宗教空間に潜む監視。礼拝の場に混入する権力の影。
この一節は短い。しかし後の大惨事の導火線です。

21:8

ダビデは祭司に言います。「槍か剣はありませんか。王の用事が急で、自分の剣も武器も持って来なかったのです。」
逃亡者は武器を持たない。
そして彼は“王の用事”という説明を重ねます。
恐れが生む言葉の連鎖です。一つの偽りは、次の偽りで補強される。
信仰者は、ここで学ばねばならない。恐れが言葉を支配すると、言葉が鎖になる。

21:9

祭司は言います。「あなたがエラの谷で討ったペリシテ人ゴリヤテの剣がある。布で包まれている。取るなら取れ。これ以外はない。」
ダビデは言います。「それのようなものはない。それをください。」
ここが象徴的です。
かつて主の御名で勝った剣が、今は逃亡者の護身具になる。
主は、過去の勝利の“記憶”を、未来の備えに変えられる。
しかし忘れてはならない。剣が勝利を生んだのではない。御名が勝利を生んだ。

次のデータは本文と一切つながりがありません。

Issue #25, opened 2026-03-08
Per-task argument and flag completions for installed packages


johnson-ricon:
## Problem

After #20, `shimmer <tab>` correctly lists available tasks with descriptions. But `shimmer agent:run <tab>` just shows the task list again instead of showing that task's arguments and flags.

剣は“しるし”にすぎない。

21:10

その日ダビデは立ってサウルから逃げ、ガテの王アキシュのもとへ行きます。
敵地へ。
追われる者は、時に“自国の外”へ追い出される。
これは信仰の試練です。主の器が、なぜ異邦の王のもとへ行くのか。
ここにダビデの弱さも、主の導きの不可解さも含まれています。主は後にこれをも用いて鍛える。

21:11

アキシュの家来たちは言います。「この人はあの地の王ではないか。『サウルは千を討ち、ダビデは万を討った』と歌われたではないか。」
敵の口から、イスラエルの歌が出る。
名声は国境を越える。そして名声は、逃亡者を守らない。むしろ危険にする。
主の器は、名声で救われない。主で救われる。

21:12

ダビデはこの言葉を心に留め、ガテの王アキシュを非常に恐れます。
ダビデも恐れる。
聖書はそれを隠さない。
恐れは罪そのものではありません。しかし恐れが導く判断は、しばしば歪む。ここからダビデは“非常手段”に出ます。

21:13

ダビデは人々の前で正気を失ったふりをし、門の扉に落書きし、よだれをひげに垂らします。
極限の自己防衛。
信仰者がここまで落ちるのか、と感じるかもしれない。
しかし聖書は、“救い”を人の高潔さだけで描かない。
主は、砕けた器をも守り、そこから作り直される。
ただし、これが理想ではない。これは極限の逃走の姿です。主の器が「強い人間」ではなく「守られる人間」であることが示される。

21:14

アキシュは家来に言います。「見よ、この男は気が狂っている。なぜ連れて来たのか。」
敵の王が、敵を“脅威”と見なす前に“危険人物”と見なす。
主は時に、敵の判断を別方向に逸らして守られる。
救いの手段は、こちらの想定を超える。

21:15

アキシュは言います。「私は狂った者が足りないのか。こんな者を連れて来て私の前で狂わせるのか。こんな者が私の家に入るのか。」
こうしてダビデは殺されずに済みます。
だが代価は、屈辱と、恐れの記憶です。
そしてこの章の“影”は残ります。ノブで見た者(ドエグ)がいる。これが次章で爆発します。


テンプルナイトとしての結語

21章は、英雄譚ではありません。逃亡譚です。
しかし、ここにこそ信仰者の現実があります。

  • 主に油注がれた者でも、飢える。
  • 主に愛された者でも、恐れる。
  • 主に選ばれた者でも、言葉を誤り、恥を経験する。

それでもなお、主は守られる。
聖なるパンが与えられ、剣が備えられ、敵地で命が取られない。
主の守りは、“完璧な信仰者”への報酬ではない。
砕けやすい者に注がれる憐れみです。